- Born: 24 December 1896
- Died: 6 April 1988 (aged 91) Yeovil, Somerset
- Allegiance: United Kingdom
- Branch: British Army
- Service years: 1915−1946
- Rank: Brigadier
- Service number: 13413
- Unit: Royal Artillery
- Conflicts: World War I; World War II;
- Awards: Military Cross & Bar

= Edward Jones (British Army officer, born 1896) =

British Army officer (1896-1988)

Brigadier Edward Percy Noel Jones, (24 December 1896 – 6 April 1988) was a British Army officer who served as acting General Officer Commanding 1st Armoured Division during the Second World War.

==Military career==
Jones was commissioned into the Royal Artillery on 27 October 1915. He saw action during the First World War for which he was awarded the Military Cross and a bar to the Military Cross.

Remaining in the British Army during the interwar period, he attended the Staff College, Quetta from 1932 to 1933.

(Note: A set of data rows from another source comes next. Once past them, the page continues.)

PR #139, opened 2024-12-29
feat: config validation bin

KONFeature:
Adding a CLI binary to validate config file + provide a few stats / warn about the config

Stats provided:
 - Orphan rate limits budget (warn)
 - Rate limits + associated resources (debug)
 - Total number of projects (info)
 - Projects info (upstreams, networks) (info)

The CLI is exported via goreleaser for now, so it can be used by downloading the executable matching the computer spec on the release page

It could also be added to the typescript package via a small install script that would download the right executable depending on the dev computer

### DIFF
--- a/Makefile
+++ b/Makefile
@@ -19,11 +19,11 @@ setup:
 
 .PHONY: run
 run:
-	@go run ./cmd/erpc/main.go
+	@go run ./cmd/erpc/main.go ./cmd/erpc/validate.go
 
 .PHONY: run-pprof
 run-pprof:
-	@go run ./cmd/erpc/main.go ./cmd/erpc/pprof.go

During the Second World War, he served as Director Royal Artillery for 1st Armoured Division in North Africa and briefly served as acting General Officer Commanding 1st Armoured Division on five occasions: from 18 February 1944 to 29 February 1944, from 14 March 1944 to 19 March 1944, from 24 March 1944 to 27 March 1944, from 10 April 1944 to 15 April 1944 and from 27 April 1944 to 10 May 1944. After the war he served as Brigadier, Royal Artillery in India from January 1946 to September 1946.